In figure , we can see that the imputed 1990 tariff rate is quite in line with the values around it. Notice also that values toward the beginning and end of the time series have slightly higher imputation variance. This occurs because the fit of the polynomials of time in the imputation model have higher variance at the beginning and end of the time series. This is intuitive because these points have fewer neighbors from which to draw predictive power.
A word of caution is in order. As with comparing the histograms of imputed and observed values, there could be reasons that the missing values are systematically different than the observed time series. For instance, if there had been a major financial crisis in Malaysia in 1990 which caused the government to close off trade, then we would expect that the missing tariff rates should be quite different than the observed time series. If we have this information in our imputation model, we might expect to see out-of-line imputations in these time-series plots. If, on the other hand, we did not have this information, we might see “good” time-series plots that fail to point out this violation of the MAR assumption. Our imputation model would produce poor estimates of the missing values since it would be unaware that both the missingness and the true unobserved tariff rate depend on another variable. Hence, tscsPlot()

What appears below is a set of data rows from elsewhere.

Issue #1312, opened 2021-06-11
ags4 new compiler string on struct error


ericoporto:
**Describe the bug**
I can't store a string in a non-managed struct when using the new compiler, it gives me no errors, but once the game loads I get the following error:

Error: internal error: MEMWRITEPTR argument is not dynamic object

**AGS Version**
AGS 4, [98b56ebb7ae722a6d387aa88c509a281382994f1](https://github.com/adventuregamestudio/ags/tree/98b56ebb7ae722a6d387aa88c509a281382994f1) | Cirrus artifact: [task/5983374398455808](https://cirrus-ci.com/task/5983374398455808)

**Game**
[compilerbugags4.zip](https://github.com/adventuregamestudio/ags/files/6635244/compilerbugags4.zip)

**To Reproduce**
1. Select the new script compiler
2. Put the following code in a script module:
```AGS Script
struct Stru {
  String Txt;
};

void game_start()
{
  Stru a;
  a.Txt = "Cause bug!";
}
```
4. Build, run and see error

**Expected behavior**
It should not cause error.

**Screenshots**
![image](https://user-images.githubusercontent.com/2244442/121618546-556db100-ca3d-11eb-8936-c8efe68593cc.png)

**Desktop (please complete the following information):**
 - OS: Windows
 - Version 10

ivan-mogilko:
@ericoporto not related to the bug, but will it be easy to add new compiler tests to CI too? (#1217)

ericoporto:
Ah, it is easy, yes! I didn't saw that issue. I will add.

fernewelten:
> Error: internal error: MEMWRITEPTR argument is not dynamic object

I'm having a look at it ...

ericoporto:
The PR fixed for me, but as requested I opened a PR (#1314) to add tests for the compiler and found a failing test.

fernewelten:
> found a failing test.

Addressed in #1315.

ivan-mogilko:
This ticket is resolved by #1313.

PR #1313, opened 2021-06-11
New Compiler: Fix bug when assigning a string literal to a String

fernewelten:
This fix addresses #1312.

When a `string` literal is assigned to a `String`, a `string`-to-`String` conversion should be emitted before the assignment is emitted. Wasn't when compiling the following AGS code:
```
struct Stru {
  String Txt;
};

void game_start()
{
  Stru a;
  a.Txt = "Cause bug!";
}
```

Root cause: Parameters for `ConvertAXStringToStringObject()` were named differently in `parser.h` and `parser.cpp`; because of this confusion, this function was called incorrectly in one place.

This PR fixes the bug and adds a googletest.

### DIFF
--- a/Compiler/script2/cs_parser.cpp
+++ b/Compiler/script2/cs_parser.cpp
@@ -4189,7 +4189,7 @@ AGS::ErrorType AGS::Parser::AccessData_AssignTo(ScopeType sct, Vartype vartype, 
         return kERR_None;
     }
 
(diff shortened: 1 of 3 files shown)


ericoporto:
( Note on failures on the CI today, "Cloud Build experiencing high CPU quota usage", I believe this may fail to start some containers. Unfortunately I can't find any more info and the status page for Google Cloud doesn't have the an entry for this in their graphs: https://status.cloud.google.com/ )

is useful for finding obvious problems in imputation model and comparing the efficiency of various imputation models, but it cannot speak to the untestable assumption of MAR.
One useful tool for exploring the missingness in a dataset is a missingness map. This is a map that visualizes the dataset a grid and colors the grid by missingness status. The column of the grid are the variables and the rows are the observations, as in any spreadsheet program. This tool allows for a quick summary of the patterns of missingness in the data.
If we simply call the missmap()
function on our output from amelia()
,
missmap(a.out)
The missmap()
function arrange the columns so that the variables are in decreasing order of missingness from left to right. If the cs
argument was set in the amelia
function, the labels for the rows will indicate where each of the cross-sections begin.
In this missingness map, it is clear that the tariff rate is the variable most missing in the data and it tends to be missing in blocks of a few observations. Gross international reserves (intresmi
) and financial openness (fivop
), on the other hand, are missing mostly at the end of each cross-section. This suggests missingness by merging, when variables with different temporal coverages are merged to make one dataset. Sometimes this kind of missingness is an artifact of the date at which the data was merged and researchers can resolve it by finding updated versions of the relevant variables.
The missingness map is an important tool for understanding the patterns of missingness in the data and can often indicate potential ways to improve the imputation model or data collection process.